Dataset entries
+ + + +

PR #85, opened 2017-10-22
move selective version resolutions to implemented

victornoel:
It was implemented, thanks to @kaylieEB :)

If there are adjustments to make following the implementation, don't hesitate!


kaylieEB:
Thanks @victornoel !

+ + + +

[The task]
In the entries above, find each line with the word "kaylieEB" and copy it.

[Exercise result]
It was implemented, thanks to @kaylieEB :)
kaylieEB:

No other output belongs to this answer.